▶ **PROBLEM TO WORK ON**
Write down, unchanged, the entries from the first line through the line holding "Version: 1.16.0". Include no other line.
*** Opening RECORDS SUPPLIED ***
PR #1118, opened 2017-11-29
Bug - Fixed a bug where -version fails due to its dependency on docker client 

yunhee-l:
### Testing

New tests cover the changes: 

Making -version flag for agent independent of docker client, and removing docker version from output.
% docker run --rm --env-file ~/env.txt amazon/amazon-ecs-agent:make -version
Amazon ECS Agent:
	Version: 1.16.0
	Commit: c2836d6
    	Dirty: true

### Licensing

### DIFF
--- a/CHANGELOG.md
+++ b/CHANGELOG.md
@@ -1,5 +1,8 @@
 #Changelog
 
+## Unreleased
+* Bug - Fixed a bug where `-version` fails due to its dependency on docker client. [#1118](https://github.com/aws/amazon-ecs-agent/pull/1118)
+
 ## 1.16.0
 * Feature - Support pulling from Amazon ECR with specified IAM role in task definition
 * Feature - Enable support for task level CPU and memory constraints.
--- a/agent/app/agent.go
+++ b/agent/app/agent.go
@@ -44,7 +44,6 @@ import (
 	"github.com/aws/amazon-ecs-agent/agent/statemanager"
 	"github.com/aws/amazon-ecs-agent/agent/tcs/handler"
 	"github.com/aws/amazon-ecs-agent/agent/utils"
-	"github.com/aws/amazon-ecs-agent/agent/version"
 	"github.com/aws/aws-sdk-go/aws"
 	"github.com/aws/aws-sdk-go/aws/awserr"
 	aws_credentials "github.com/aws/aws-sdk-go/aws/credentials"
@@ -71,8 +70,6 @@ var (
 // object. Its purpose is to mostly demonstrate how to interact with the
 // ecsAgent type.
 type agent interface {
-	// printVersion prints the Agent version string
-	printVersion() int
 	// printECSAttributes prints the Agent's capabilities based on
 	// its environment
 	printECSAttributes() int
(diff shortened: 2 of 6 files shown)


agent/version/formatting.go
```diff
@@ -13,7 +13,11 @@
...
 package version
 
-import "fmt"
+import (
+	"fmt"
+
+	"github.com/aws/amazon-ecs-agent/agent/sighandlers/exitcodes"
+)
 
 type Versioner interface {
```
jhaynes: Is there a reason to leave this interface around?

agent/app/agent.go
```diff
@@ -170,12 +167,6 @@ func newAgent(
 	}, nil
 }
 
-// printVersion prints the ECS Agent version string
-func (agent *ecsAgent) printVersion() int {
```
*** Closing RECORDS SUPPLIED ***
▶ **RESULT OF THIS EXERCISE**
PR #1118, opened 2017-11-29
Bug - Fixed a bug where -version fails due to its dependency on docker client 

yunhee-l:
### Testing

New tests cover the changes: 

Making -version flag for agent independent of docker client, and removing docker version from output.
% docker run --rm --env-file ~/env.txt amazon/amazon-ecs-agent:make -version
Amazon ECS Agent:
	Version: 1.16.0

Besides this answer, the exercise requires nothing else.